Provided data -
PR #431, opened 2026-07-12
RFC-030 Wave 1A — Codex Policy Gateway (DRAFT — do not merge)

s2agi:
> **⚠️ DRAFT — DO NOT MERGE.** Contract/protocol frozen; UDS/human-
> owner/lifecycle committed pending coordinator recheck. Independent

* * *

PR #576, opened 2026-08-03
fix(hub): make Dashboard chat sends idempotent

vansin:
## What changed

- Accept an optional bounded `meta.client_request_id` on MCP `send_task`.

Task goal - How many lines in the records hold the string "DRAFT"? Reply with the number alone.

Task response - 2